*** Begin section ***

PR #2565, opened 2022-11-27
Fix DB downgrade

nextgens:
Fix DB downgrade. This isn't used in normal operations but is wrong nevertheless.


ghostwheel42 (approved):
LGTM

PR #2566, opened 2022-11-27
Make it clear that we don't delete users

### LINKED ISSUE #1820: [Enhancement] List of previously used addresses/aliases to block accidental reuse and privacy implications
I did search for existing issues first. Not quite sure how this feature would be worded so I may have missed a discussion.

I propose a simple feature, definitely easily overrideable if need be and with a toggle to turn it off, that permanently keeps track of used addresses so you cannot accidentally reuse a previously used one and leak data.

Address reuse is a problem for obvious reasons:
- intermingling different identities
- therefore leaking private information 

Storing the addresses can be done privacy friendly: simply store exclusively the address itself, no metadata.

On a side note: Deleting accounts does not delete the actual folders. I am doing this manually so far, but it'd be nice if *delete* actually meant *delete*.

As usual I have to praise how well Mailu works in general. I realized I've been using it for years now, and apart from some inconveniences like this or #1700 #1328 there hasn't been an issue, and it's more lightweight than the competitors. I wish you all the best!

nextgens:
## What type of PR?

bug-fix

## What does this PR do?

Make it clear that we don't delete users. Users can and should be disabled when not in use anymore.

### Related issue(s)
- closes #1820

## Prerequisites


Diman0 (dismissed):
The newsfragment/changelog is missing.

With these changes it is only possible to remove users via the config import/export or the restful api. That is good. There should still be an option to delete an user via an advanced method.

Shouldn't we document somewhere that it's not possible to delete users?
Maybe as a question/answer in the FAQ section?
It makes sense to me that users will be confused that there is no delete button anymore. Having a delete button is pretty basic functionality after all.

I'm fine with creating the new FAQ entry that will explain how users can still be deleted and what manual post-deletion tasks are required (delete the imap folder of the user on file system).

nextgens:
> The newsfragment/changelog is missing.
> 

Fixed

> With these changes it is only possible to remove users via the config import/export or the restful api. That is good. There should still be an option to delete an user via an advanced method.
> 

I disagree; I don't think the REST API should allow user deletion.

> Shouldn't we document somewhere that it's not possible to delete users? Maybe as a question/answer in the FAQ section? It makes sense to me that users will be confused that there is no delete button anymore. Having a delete button is pretty basic functionality after all.
> 
> I'm fine with creating the new FAQ entry that will explain how users can still be deleted and what manual post-deletion tasks are required (delete the imap folder of the user on file system).

That's a good idea

ghostwheel42:
I think we need to create a process for user deletion.
Mailu's database schema is designed with "on delete cascade", so deleting a domain would also delete all users while keeping the mail folders in place.
This is one reason why it takes me so long to chnage this as we decided in out meeting.
I think - at the end - deletion should be possible via API. But this needs some code in the backend (imap container) to handle it.

ghostwheel42:
The original issue is also talking about aliases. 
I think handling the whole "block after deletion" process would need a bigger change in how mailu handled this (extra table with blocked addresses and Grace periods also showing the original owner to re-enable an accidentally deleted address).

@Diman0  Maybe we could document on how to set an alias to refuse incoming emails instead of deleting. This is possible when there's no target configured, isn't it?

Diman0:
I added a draft text for the FAQ entry in https://demo.hedgedoc.org/TG_6KhdWRuaUPY-tFBOFIQ?both#.
Please add feedback via that page. Ping me here or in the mailu dev chat when you have added your 2 cents.

Diman0:
@ghostwheel42  I could not use the script. It contained errors. `docker-compose` was incorrectly written as `docker compose`. This caused the script to fail. It worked for me after changing `docker compose` to `docker-compose`.

I reckon you are using docker compose v2? 
I have no experience with docker compose v2 yet.
At this moment, we still require docker-compose (https://mailu.io/master/compose/requirements.html). I see on the docker website that docker-compose (v1) is deprecated. I'm fine with switching to docker-compose v2. I guess we need a new PR to update all instructions to use docker compose v2 ( the requirements section, examples on the CLI page, the setup utility etc).

Diman0:
bors try

Diman0 (changes requested):
The script does not contain the `sudo` command for each `rm` command. This can fail if the user is not the owner of the maildirs. 
I will update the faq entry that you need to run the commands with root privileges.

@ghostwheel42 
The script can only find disabled users who have a mailbox. Someone must have accessed his email at least once and then the user must have been disabled. Only then the user is found and the script provides the delete commands.

I think this is acceptable? I will explicitly document this in the FAQ entry.

@nextgens @ghostwheel42 Please provide your opinion.

docs/faq.rst
```diff
@@ -393,6 +393,46 @@ Technical issues
...
+How to delete users?
+````````````````````
+
+From the web administration interface, when a user is deleted, the user is only disabled. When a user is not enabled, this user:
+
+* cannot send/receive email
+* cannot access Mailu (admin/webmail)
+* cannot access the email box via pop3/imap
+
+It is not possible to delete users via the Mailu web administration interface. The main reason is to prevent email address reusage. If a user was deleted, it can be recreated and used by someone else. It is not clear that the email address has been used by someone else previously. This new user might receive emails which were meant to be received by the previous user. Disabling the user, prevents the email address to be reused by mistake.
```
nextgens, line 407:
```suggestion
It is not possible to delete users via the Mailu web administration interface. The main reason is to prevent email address reuse. If a user was deleted, it can be recreated and used by someone else. It is not clear that the email address has been used by someone else previously. This new user might receive emails which were meant for the previous user. Disabling the user, prevents the email address to be reused by mistake.
```

nextgens:
I wouldn't change anything to involve sudo. Test whether the script runs as root, error out if it it doesn't... but don't force people to use sudo please.

@Diman0  I don't see what kind of data we would delete for users who do not have a mailbox. The script does provides an option to delete files unknown to Mailu.

Diman0:
> @Diman0 I don't see what kind of data we would delete for users who do not have a mailbox. The script does provides an option to delete files unknown to Mailu.

@nextgens Well we would delete the user from mailu. You cannot delete users via admin anymore. I will just add this as note to the FAQ entry. 

Regarding sudo, I'm not talking about the script, but the commands provided by the script.  Should I add a note that you must actually run the commands as root? 
E.g.
`rm -rf '/mailu/mail/test2@example.com'`
Normally the mail folder is owned by root and the above fails. Do we expect the user to know that he must add sudo or switch to the root account? Or will they create issues that the commands do not work?

nextgens:
> > @Diman0 I don't see what kind of data we would delete for users who do not have a mailbox. The script does provides an option to delete files unknown to Mailu.
> 
> @nextgens Well we would delete the user from mailu. You cannot delete users via admin anymore. I will just add this as note to the FAQ entry.
> 

Ah. I think that's an edge-case that we don't need to be concerned about.

> Regarding sudo, I'm not talking about the script, but the commands provided by the script. Should I add a note that you must actually run the commands as root? E.g. `rm -rf '/mailu/mail/test2@example.com'` Normally the mail folder is owned by root and the above fails. Do we expect the user to know that he must add sudo or switch to the root account? Or will they create issues that the commands do not work?

I personally think that it's fine like this... but if it bothers you, please do.

Diman0:
Ok, then we leave it as it is.  I fixed  the typo you found (thank you for spotting). As a sanity check lets run bors try. Afer that I will approve the PR.

bors try

Diman0 (approved):
LGTM

elandorr:
Excuse me for not reading the entire discussion, I only got an e-mail for #1820, but I'd like to say I definitely want to be able to delete users/domains/anything. The entire point of self-hosting is regaining control, after all.

It's very relevant to privacy: Sometimes you want to have something erased 100%, no traces.

It's also a matter of metadata, 'disabling' doesn't get rid of that.

My original post in 2021 seems simple enough: An extra table with a one-way list only, no additional metadata, as it's not required. I simply kept such a table myself until now.

Another thing that comes to mind is storage: When I wrote that post deletion did not delete anything, meaning you had all kinds of generated data in the folder (indices and whatnot, settings, filters etc). Presumably disabling doesn't clean any of that, either.

Diman0:
It does much more than that.  See [this link](https://mailu.io/master/faq.html#how-to-delete-users) for more information. All data of users can be deleted now. This includes the data from the roundcube database as well.

elandorr:
@Diman0 Thanks! I tried on 1.9.50. Made a new account, logged into rainloop to have the folder created, and 'deleted' it via webadmin. (if it's just disabling, mind making it clear by using the word 'disable'?)

The script now returns the commands as stated in the docs. But even before running anything, I can still re-create a new account with the same name even before.

Am I missing something, or is this a bug? I feel like I'm not on the current version somehow. In a previous changelog you added a version display, and that also does not show up, but all the images are 1.9.50.

elandorr:
Thanks! As long as we get to fully delete stuff when needed, we're good. Will have to play with it when available to understand how you intended it to work in practice. Sometimes you want to keep an old identity blacklisted, but still delete every other trace etc.

I don't quite understand how to match changes to released versions exactly, but I'll just wait for a release. Have to admit I never quite looked through your 'towncrier' system. @Diman0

*** End section ***

Exercise brief
Only the lines above from the line with "That's a good idea" to the line with "Mailu's database schema", those two lines included, should be reproduced exactly.

Response for this exercise
That's a good idea

ghostwheel42:
I think we need to create a process for user deletion.
Mailu's database schema is designed with "on delete cascade", so deleting a domain would also delete all users while keeping the mail folders in place.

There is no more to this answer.